Is CARACal doing some under-the-hood selection of fields that means they're isn't any calibration information for the secondary in the solution table that inspect is trying to access? It sure looks like it... and if so, am I using the wrong schema for this situation, where your primary is also your secondary? I've noticed some past discussions (e.g. #565) around this, so I was wondering whether this is a solved problem and whether there's an "approved" schema for this situation?

KshitijT commented 1 year ago

@AstroRipples could you please share your config file ?

AstroRipples commented 1 year ago

Sure thing Kshitij, and thanks! There's probably something relatively simple I'm missing, so hopefully this will be a simple fix 😅

Ecco: caracal_initcal_continuum_a3667-1551621148_advanced.yml.txt

AstroRipples commented 1 year ago

Hi @KshitijT ... just checking in, any progress on this?
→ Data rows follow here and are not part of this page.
PR #509, opened 2026-06-15
Introduce compile time optimizations

Yaraslaut:


christianparpart:
@Yaraslaut i really wanna get this in - before we release - when do you think you'll finish it? :D

PR #513, opened 2026-06-26
[SqlQuery] Remove unused SqlSelectQueryBuilder::Varying()

### LINKED ISSUE #495: Consider removal of  `SqlSelectQueryBuilder::Varying()`
I do not think that we use it, and the need for this functionality does not exist in my thinking, maybe we can drop this

Yaraslaut:
Closes #495.

## Summary
`Varying()` flipped the SELECT builder into a mode where the finalizers (`Count`/`All`/`First`/`Range`) returned a *copy* of the internal query instead of moving it out, so a single builder could be finalized into multiple query types. The default "Fluent" mode moves. Per #495 this feature is unused and unneeded, so it is removed.

## Changes
- **`SqlQuery/Select.hpp`** — removed the `SqlQueryBuilderMode` enum, the `Varying()` method, the `_mode` member, and the `Varying()` deducing-this override on `SqlSelectQueryStarter`; updated the gate doc comment to reference only `Distinct`.
- **`SqlQuery/Select.cpp`** — the four finalizers now unconditionally `std::move(_query)` (the former Fluent path; the `if (_mode == ...)` branches are gone).
- **`Lightweight.cppm`** — dropped the `SqlQueryBuilderMode` re-export.
- **`docs/sqlquery.md`** — removed `Varying()` from the starter documentation.
- **`tests/QueryBuilderTests.cpp`** — removed the now-obsolete "Varying" test case.

## Risk assessment
- **API**: breaking change for any external caller using `Varying()` / `SqlQueryBuilderMode` — appropriate for the issue's intent.
- **Behavior**: no change for existing default (Fluent) usage. Const finalizer overloads are unaffected (a truly-const builder always had Fluent mode, since `Varying()` was non-const).
- **Per-DBMS**: none — the change is purely about C++ move-vs-copy of the builder object and touches no DBMS-specific SQL generation.
- **Performance**: removes one per-finalize branch; negligible.

## Databases tested
- `sqlite3` — full suite green (1173 passed, 1 skipped).
- `mssql2022` (Docker, 16.00.4250) — full suite green (1171 passed, 3 skipped).
- `postgres` — **skipped**: no PostgreSQL ODBC driver available in this environment. Low risk given the change is database-agnostic.

Built with the `clang-debug` preset (PEDANTIC + ASan/UBSan + clang-tidy), no warnings.

### DIFF
--- a/docs/sqlquery.md
+++ b/docs/sqlquery.md
@@ -163,8 +163,8 @@ interface. Here we present a compressed list of functions that can be used to cr
 > the wildcard. `Fields("*")` and `Fields({"*"})` quote the literal and produce
 > `SELECT "*" FROM ...`, which is not what you want.
 >
-> `Distinct()` and `Varying()` are exposed on the starter as state-preserving
-> overrides (they return `SqlSelectQueryStarter&`), so chains like
+> `Distinct()` is exposed on the starter as a state-preserving override (it
+> returns `SqlSelectQueryStarter&`), so chains like
 > `Select().Distinct().Fields(...).All()` keep working while
 > `Select().Distinct().All()` is still a compile error. `Where`, `OrderBy`,
 > `GroupBy`, and the join family (`InnerJoin`, `LeftOuterJoin`, etc.) are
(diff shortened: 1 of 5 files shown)


christianparpart (approved):
just make sure that whatever you're removing, is not just a on-killing-spree-mode and make sure to adapt the internal code as needed (in case it's used)

PR #520, opened 2026-07-07
Combine code coverage across databases and ODBC driver versions

Yaraslaut:
## Problem

The Codecov number was effectively **SQLite3-only** and displayed as ~60% due to a metric artifact: (1) the coverage job started no database containers, so postgres/mssql runs failed to connect and were swallowed by `|| true`; (2) uploaded tracefiles carried branch records, and Codecov excludes every line with an untaken branch ("partial") from the headline.

## Result

**Codecov headline: 60% → 90.93%** (12,689/13,954 library lines, union of four database/driver legs, zero partials). The codecov/project check enforces a 90% floor.

## Changes

**`cmake/Coverage.cmake`** — strict per-environment targets `coverage-{sqlite3,postgres,mssql2022,mssql2017_odbc17}` (configurable via `COVERAGE_TEST_ENVIRONMENTS`): zero gcov counters, run the unit **and dbtool** suites against one database/driver combination, capture a filtered lcov tracefile. No branch records in uploads (true line coverage; branch stats remain in the local HTML target). `format` added to lcov ignore lists for Clang's line-0 coroutine-helper records (hard error in lcov ≥ 2.x).

**`.github/workflows/build.yml`** — coverage job installs PostgreSQL + MS SQL ODBC drivers (17 + 18), starts real `mssql2022`/`mssql2017`/`postgres` containers via the docker harness, runs the four per-env targets, uploads each tracefile under its own Codecov flag; Codecov merges flagged uploads into the combined headline.

**`codecov.yml`** — report scoped to the library (`src/Lightweight`; dbtool/ddl2cpp CLI plumbing excluded from the headline), patch status informational, project target 90%.

**Library fix found by the new tests** — `CharacterWidthFromDataType` didn't recognize PostgreSQL's `character varying`/`character` type names, so the lup-truncate width lookup resolved nothing on PostgreSQL and oversize INSERTs failed with `22001` instead of being clipped. Fixed in `SqlMigration.cpp` (PostgreSQL lengths are characters).

**~1,100 lines of new tests**, driven by per-file gap analysis of the merged tracefiles: select-builder overloads and const-delegation block; `ColumnType` for every type across all three dialects; AlterTable FK/index/IfExists dialect SQL incl. schema qualification; SQL Server `NCHAR` literal encoding (2/3/4-byte UTF-8, stray continuation); migration overlay (add/dedupe/clear/persist), plan folding (rename/drop side effects, FK commands, builder variants), post-connect default-schema hook, revert failure diagnostics (`RevertSingleMigration` + `RevertToMigration`), `RewriteChecksums`; live `INFORMATION_SCHEMA` width lookup; FK add/drop through the executor (SQLite table rebuild); CxxModelPrinter instantiation generation + report; SqlSchema composite-PK/multi-column-index introspection; lup-truncate wide-string/SqlText/UPDATE variants; SqlBackup PK-range single-row fallback for binary columns; `SqlVariant` DECIMAL scales 1–8; prefetch variant cursor over temporal/GUID columns; `HasOneThrough` auto-loading.

## Path to higher coverage (follow-up)

The remaining ~9% is predominantly driver-error/`catch` paths, transient-retry machinery in SqlBackup, and `SQL_NO_TOTAL` truncation loops — reachable only with an ODBC fault-injection layer. Realistic next milestone is 92% (target to be raised once reached); 99% would require that infrastructure or coverage-exclusion markers.

## Performance impact

None on the library at runtime (the one library change adds two string comparisons in a migration-time lookup). Coverage CI job runs 4 instrumented suite+dbtool legs (~+10 min).

## Risk assessment

- Library change is limited to the lup-truncate width-lookup type mapping; behavior on MSSQL/SQLite unchanged (verified), PostgreSQL now clips instead of failing.
- Strict per-env coverage targets fail the job on unreachable databases — intentional.
- One pre-existing state-dependent flake observed once on MSSQL (`SqlBackup: Backup and Restore` identity-table restore when `AllIdentityColumns` hits its swallow-exception path); passes in isolation and on rerun.

## Databases tested

- `sqlite3` (local): full suite + dbtool suite green (`coverage-sqlite3`).
- `mssql2022` (Docker, ODBC Driver 18, local): full suite + dbtool suite green (`coverage-mssql2022`).
- `postgres`, `mssql2017` + ODBC Driver 17 (CI): green in this PR's coverage job (the postgres leg caught the lup-truncate bug) and in `dbms_test_matrix`.

### DIFF
--- a/.github/workflows/build.yml
+++ b/.github/workflows/build.yml
@@ -951,7 +951,7 @@ jobs:
         # Rename the libsqliteodbc driver section to match the Windows driver
         # name so the shared .test-env.yml works on both platforms.
         run: |
-          sudo apt install -y cmake ninja-build catch2 unixodbc-dev sqlite3 libsqlite3-dev libsqliteodbc uuid-dev libyaml-cpp-dev libzip-dev lcov odbc-postgresql
+          sudo apt install -y cmake ninja-build catch2 unixodbc-dev sqlite3 libsqlite3-dev libsqliteodbc uuid-dev libyaml-cpp-dev libzip-dev lcov odbc-postgresql python3-yaml
           sudo sed -i 's/^\[SQLite3\]$/[SQLite3 ODBC Driver]/' /etc/odbcinst.ini
       - name: "Install MS SQL ODBC drivers (17 + 18)"
         # Both driver generations, so coverage includes the Driver 17 and
--- a/.github/workflows/build.yml
+++ b/.github/workflows/build.yml
@@ -951,8 +951,18 @@ jobs:
         # Rename the libsqliteodbc driver section to match the Windows driver
         # name so the shared .test-env.yml works on both platforms.
         run: |
-          sudo apt install -y cmake ninja-build catch2 unixodbc-dev sqlite3 libsqlite3-dev libsqliteodbc uuid-dev libyaml-cpp-dev libzip-dev lcov
+          sudo apt install -y cmake ninja-build catch2 unixodbc-dev sqlite3 libsqlite3-dev libsqliteodbc uuid-dev libyaml-cpp-dev libzip-dev lcov odbc-postgresql
           sudo sed -i 's/^\[SQLite3\]$/[SQLite3 ODBC Driver]/' /etc/odbcinst.ini
+      - name: "Install MS SQL ODBC drivers (17 + 18)"
+        # Both driver generations, so coverage includes the Driver 17 and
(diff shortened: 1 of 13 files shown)


christianparpart (approved):
Interesting. Thanks, @Yaraslaut.
Also, did the Github UI just change the look? 🤔 
Fix all failures first, then shoot the shot :)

AstroRipples commented 1 year ago

Tagging in a few people who may have come across this before ... @o-smirnov , @IanHeywood , do either of you have any experience in handling datasets (in CARACal) where a primary calibrator is also interleaved as the secondary?

... Bueller ?

pjmac1105 commented 1 year ago

@AstroRipples yes very recently, some L-band data on those 3 candidate ORCs. I'm on my phone, I'll look in the morning when I'm in the office and send you the config file. From memory the image i got out was excellent.

pjmac1105 commented 1 year ago

@AstroRipples here is the cal strategy i used for ORCs 2 and 3, which has 1934 for primary and secondary. I used this calibration for the candidates we've got, and got excellent images with low RMS note imaging was also done with this script. This is MeerKAT L-band data, 8 hours.

orc23_Lband.yml.txt

AstroRipples commented 10 months ago

In the end, playing around with CASA allowed me to solve the underlying issue. Will close.

The root cause of the problem seems to be that the dataset had J1939-6342 as both primary and secondary calibrator -- listed in the metadata with different scan intents and names but the same source -- and the standard CARACal workflow seems to not handle this very well. Finding a robust workaround is probably a low priority task, but until one is found, treat these situations with extreme caution.